But would that be relevant? In other words, are CDN nodes CPU-limited? Or, does the bulk encryption absorb otherwise unused CPU time? I would have imagined that most Netflix traffic is to clients that Netflix itself controls, like Roku apps or other first-party apps and not web browsers, so Netflix could choose against encryption for most streams.
Yes, without TLS offload, we're CPU limited. For example, on our 400GbE (4x100GbE) servers, we are CPU (really memory bandwidth) limited at ~240Gb/s without NIC TLS offload. Using Mellanox CX6-DX NICs to move most of crypto onto the NIC increases the effective limit to ~375Gb/s.
We encrypt everything we can with TLS to protect the privacy of our members.
Thanks. I've read all the Netflix posts about the difficulty of moving 400gbps through a NUMA system. I imagined that if it was load-store limited then load-encrypt-store could potentially be "free".
The happy path is storage ===>> RAM ==>> NIC, without CPU access. So there is basically a single memory write and a single memory read per byte. That's the non-TLS (and NIC TLS offload) path.

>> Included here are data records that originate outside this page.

PR #1304, opened 2017-06-21
Add mission type admin and fixtures

illusionOfParadise:


app/config/services/admin.xml
```diff
@@ -366,5 +366,19 @@
             <argument />
         </service>
 
+        <!--
+        ######################################################
+        # CV
+        ######################################################
+         -->
+
+        <service id="app.admin.summary_mission_type" class="AppBundle\Admin\MissionTypeAdmin">
```
HeahDude: Do we really need a specific id here? it would be best to use the class only when possible.

src/Entity/MemberSummary/MissionType.php
```diff
@@ -23,6 +31,8 @@ class MissionType
     /**
      * @var string
      *
+     * @ORM\Column(length=255, unique=true)
```
HeahDude: You can remove the length attribut since it's the default.

app/config/services/admin.xml
illusionOfParadise: Id can't be removed, it's used by Sonata.

PR #1310, opened 2017-06-21
Made Twig extensions lazy by using runtime

HeahDude:


src/Intl/UnitedNationsBundle.php
```diff
@@ -7,15 +7,17 @@
...
-     *
-     * @param string $locale
-     *
-     * @return array
      */
-    public static function getCountries($locale = 'fr'): array
+    public static function getCountries(?string $locale = 'fr'): array
     {
+        if (self::$countries) {
+            return self::$countries;
```
HeahDude: Is it really necessary? The locale should not change during the request.

tgalopin: This is not logical in the sense of this class. It does not cost much to use an array.

HeahDude: Ok done.

PR #1312, opened 2017-06-21
Improve administration panel globally

tgalopin:


app/Resources/views/admin/committee/list_actions.html.twig
```diff
@@ -29,11 +29,13 @@
         </a>
     </div>
 
+    {% if object.isApproved %}
     <div style="width: 160px; margin-top: 5px;">
```
HeahDude: You should indent these lines.

app/Resources/views/admin/event/list_status.html.twig
```diff
@@ -1,7 +1,9 @@
 {% extends 'SonataAdminBundle:CRUD:base_list_field.html.twig' %}
 
 {% block field %}
-    {% if object.isCancelled %}
+    {% if not object.isPublished %}
```
HeahDude: No need for `is` prefix.

app/Resources/views/admin/event/list_status.html.twig
```diff
@@ -1,7 +1,9 @@
...
+        <span class="label label-warning">Dépublié</span>
+    {% elseif object.isCancelled %}
```
HeahDude: Same here.

src/Admin/AdministratorAdmin.php
```diff
@@ -73,6 +73,7 @@ protected function configureFormFields(FormMapper $formMapper)
                     'ROLE_ADMIN_TON_MACRON' => 'ROLE_ADMIN_TON_MACRON',
                     'ROLE_ADMIN_LEGISLATIVES' => 'ROLE_ADMIN_LEGISLATIVES',
                     'ROLE_ADMIN_ADHERENTS' => 'ROLE_ADMIN_ADHERENTS',
+                    'ROLE_ADMIN_SUMMARY' => 'ROLE_ADMIN_SUMMARY',
```
HeahDude: This array is ugly, to simplify this kind of stuff just remove the keys and add:
```php
`choice_label` => function ($choice) { return $choice; },
```

PR #1319, opened 2017-06-22
Added a SummaryManagerController

HeahDude:


app/config/services/community.xml
```diff
@@ -145,5 +145,15 @@
             <argument>%kernel.cache_dir%</argument>
         </service>
 
+        <!-- Summary -->
+        <service id="AppBundle\Summary\SummaryFactory">
+            <argument type="service" id="cocur_slugify" />
```
tgalopin: Where does cocur_slugify come from?

src/Summary/SummaryManager.php
```diff
@@ -0,0 +1,28 @@
...
+        $this->repository = $repository;
+    }
+
+    public function getForAdherent(Adherent $adherent): Summary
+    {
+        if ($summary = $this->repository->findOneForAdherent($adherent)) {
+            return $summary;
+        }
+
+        return $this->factory->createFromAdherent($adherent);
```
tgalopin: You will need to be careful to persist this properly as it will not be managed by Doctrine in this case but will be in the other case.

HeahDude: No this controller is not supposed to change the state. Forms will be handled in other controllers.

app/config/services/community.xml
HeahDude: https://github.com/EnMarche/en-marche.fr/blob/master/app/AppKernel.php#L29 in https://github.com/EnMarche/en-marche.fr/commit/e9b88ab550f943ba7a09eab70a3f68524767cbcd

tgalopin:
OK after the fix StyleCI

PR #1323, opened 2017-06-23
Create CV public page

illusionOfParadise:


templates/summary/_block/trainings.html.twig
```diff
@@ -0,0 +1,20 @@
...
+            <h2>Formations</h2>
+            <p>
+                {% for training in summary.trainings %}
+                    <h3>{{ training.diploma }} - {{ training.studyField }}</h3>
+                    <h4>{{ training.organization|upper }}</h4>
+                    <span>{{ training.startedAt|localizeddate('none', 'none', 'fr_FR', null, 'MMMM Y')|capitalize }} - {{ training.endedAt|localizeddate('none', 'none', 'fr_FR', null, 'MMMM Y')|capitalize }} ( todo )</span>
+                    <br />
+                    <p>{{ training.description }}</p>
+                    <br />
+                    <i>{{ training.extracurricular }}</i>
```
HeahDude: Please use an upper "C".

templates/summary/index.html.twig
```diff
@@ -0,0 +1,35 @@
+{% extends 'base.html.twig' %}
+
+{% block meta_noindex %}
```
HeahDude: the block should be named `meta_index` IMO, what do you think Titouan?

templates/summary/_block/header.html.twig
```diff
@@ -0,0 +1,21 @@
...
+    {% endblock %}
+    {% block summary_right_part %}{% endblock %}
+    {% block summary_bottom_part %}
+        <div>
+            <div>
+                {{ summary.member.activatedAt|localizeddate('none', 'none', 'fr_FR', null, 'MMMM Y') }}<br>
+                Date d'adhésion
+            </div>
+            <div>
+                23 <br> participations à des events
```
alOneh: `23` should be a variable right ?

tgalopin: Indeed, but this is the topic of another ticket as there are multiple places in the page where we have to find past data about the user.

PR #1327, opened 2017-06-25
Reorganize SCSS to fix AMP and for better readability

tgalopin:


front/style/layout/_layout.scss
```diff
@@ -193,7 +193,7 @@
 
         &--on-tablet {
             @media (max-width: $tablet) {
-                display: none !important;
+                display: none;
```
tgalopin: This is not compatible with AMP. Would this break things @marineb ?

PR #1330, opened 2017-06-26
Handled Summary trainings

HeahDude:


src/Entity/EntitySpanableTrait.php
```diff
@@ -0,0 +1,92 @@
+<?php
+
+namespace AppBundle\Entity;
+
+use Symfony\Component\Validator\Constraints as Assert;
+
+trait EntitySpanableTrait
```
tgalopin: Spanable does not exist in English. I would simply use EntitySpanTrait

src/Form/SummaryItemType.php
```diff
@@ -0,0 +1,43 @@
...
+use Symfony\Component\Form\FormBuilderInterface;
+use Symfony\Component\OptionsResolver\OptionsResolver;
+
+class SummaryItemType extends AbstractType
+{
+    public function buildForm(FormBuilderInterface $builder, array $options)
+    {
+        $item = $builder->getData();
+
+        if ($options['summary'] instanceof Summary) {
```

Since TLS is per-connection and the page-cache is per-file, any software crypto needs to encrypt from a common source in the page cache to a per-client buffer (eg, it cannot happen in-place). So this introduces an extra memory read from the page cache and write to the per-client socket buffer. We use the non-temporal version of ISA-L, so as to write full cache lines into the socket buffer, and not pay for an extra memory read as part of a read-modify-write update of a partial cacheline. So software crypto basically doubles the memory bandwidth requirements over no TLS (or NIC TLS offload).
So you're proposing that Netflix have two completely separate pipelines, one for browser traffic and the other for first-party traffic? With separate CDNs, separate delivery mechanisms, separate client-side algorithms, etc?